On July 7, authorities arrested four photographers on charges of spying for Russia but subsequently gave them suspended sentences in a pretrial plea bargain. Media and advocacy groups questioned the lack of transparency and overall handling of the case, in particular how suspects for a crime as serious as espionage could be given suspended sentences. The government responded that the level of cooperation provided by the photographers in identifying other persons engaged in espionage was the basis for the lenient sentence. The lack of government transparency led more than 40 reporters to claim the photographers were targeted for either taking or publishing graphic photographs of police dispersing the May 26 protest. The Ministry of Internal Affairs asserted that recorded wiretaps and taped confessions substantiated the espionage charges.

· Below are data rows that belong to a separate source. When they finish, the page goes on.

PR #139, opened 2021-06-01
style(ci): rename lint workflow to match  filename

themightychris:
The `lint.yml` workflow is named `build` -- seems like maybe some copy-pasta. I renamed it to `lint` which shows while the lint workflow is initializing and is the name used to require the check. Looks like github repo branch settings will need to be updated when this gets merged to make `lint` the required check instead of `build`

### DIFF
--- a/.github/workflows/lint.yml
+++ b/.github/workflows/lint.yml
@@ -7,7 +7,7 @@ on:
     branches: [ main ]
 
 jobs:
-  build:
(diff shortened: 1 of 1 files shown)


hunterowens (approved):

thekaveman:
Updated branch protection on `main` to require the `lint` check instead.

The watchdog group Coalition for Media Advocacy noted that the arrests and lack of transparency in the case triggered a sense of insecurity among the media.
The Revenue Service released information regarding the tax amnesties granted to all television stations in 2010. Progovernment station Rustavi 2, GPB, and independent, Batumi-based station TV25 were the major beneficiaries of the amnesty because they had the highest debt levels.
Censorship and Content Restrictions: Throughout the year NGOs, independent analysts, and journalists accused high-ranking government officials and opposition politicians of influencing editorial and programming decisions through their personal connections with news directors and media executives and by directing advertising using their personal connections with business owners. Transparency International Georgia's National Integrity System Assessment for 2011 noted that the government "is generally understood to have established control over the country's most influential television stations through their acquisition by government-friendly businessmen, forcing journalists employed by these stations to practice self-censorship."
The International Research and Exchanges Board's Media Sustainability Index 2011, which covered 2010, again reported that partisanship pervaded the news industry. Mainstream television broadcast progovernment content, while smaller outlets promoted opposition viewpoints.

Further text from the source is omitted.